►

PR #3913, opened 2019-07-23
azurerm_role_definition - enture role_definition_id is correctly set if left empty after after create

notchairmk:
We encountered the issue where `role_definition_id` remained nil after create, returning 409s on `RoleDefinitionsClient.CreateOrUpdate` with code `RoleDefinitionWithSameNameExists`. 

Updating role definition resource was failing because `resourceArmRoleDefinitionCreateUpdate` checks if `role_definition_id` is nil and, if so, creates a new uuid  and calls `client.CreateOrUpdate` which attempts to create a new resource instead of updating.

Thanks!


notchairmk:
Updated to parse `role_definition_id` and added a test. Can't figure out why CI lint is failing intermittently though.

Issue #3929, opened 2019-07-25
1.32 azurerm_api_management_backend: 'certificate' should not be empty


maximbaz:
### Community Note

* Please vote on this issue by adding a 👍 [reaction](https://blog.github.com/2016-03-10-add-reactions-to-pull-requests-issues-and-comments/) to the original issue to help the community and maintainers prioritize this request
* Please do not leave "+1" or "me too" comments, they generate extra noise for issue followers and do not help prioritize the request
* If you are interested in working on this issue or have submitted a pull request, please leave a comment

### Terraform (and AzureRM Provider) Version

Terraform v0.12.5
AzureRM Provider: 1.32.0

### Affected Resource(s)

* `azurerm_api_management_backend`

### Terraform Configuration Files

```hcl
resource "azurerm_api_management_backend" "backend" {
  name                = "XXX"
  title               = "XXX"
  resource_group_name = "XXX"
  api_management_name = "XXX"
  protocol            = "http"
  url                 = "XXX"
  resource_id         = "XXX"

  credentials {
      header = {
        x-functions-key = "XXX"
      }
    }
}
```

### `terraform apply` output

```
Error: Error creating/updating backend "backend" (API Management Service "XXX" / Resource Group "XXX"): apimanagement.BackendClient#CreateOrUpdate: Failure responding to request: StatusCode=400 -- Original Error: autorest/azure: Service returned an error. Status=400 Code="ValidationError" Message="One or more fields contain incorrect values:" Details=[{"code":"ValidationError","message":"'certificate' should not be empty.","target":"credentials.certificate"}]
```

### Notes

I'm creating `azurerm_api_management_backend` with an intention to allow API management to access an Azure Function. 

The docs describe `credentials.certificate` to be an optional field, and I've checked the code that it is indeed marked as optional.

If I understand this correctly, the Azure itself is refusing the request with the error message that `credentials.certificate` is required. I'm not sure how to report an upstream issue (if it is indeed an upstream issue), please help.

/cc @hbuckle, @katbyte who worked on the PR #3676 introducing this functionality.
/cc @AndiA92

mbfrahry:
Hey @maximbaz, thanks for opening this issue and apologies that you ran into it in the first place. We found and fixed the issue and it'll make it into the next release.

maximbaz:
Thanks, I tried locally and confirm that the fix is working 👍

PR #3931, opened 2019-07-25
Sending nil certificate when no certificate is specified

mbfrahry:
This PR addresses #3929 by sending a nil certificate object instead of an empty certificate object to the api.


mbfrahry:
image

◄

== Assignment ==
From the entries, report each line that includes the word "opened".

== Exercise output ==
PR #3913, opened 2019-07-23
Issue #3929, opened 2019-07-25
PR #3931, opened 2019-07-25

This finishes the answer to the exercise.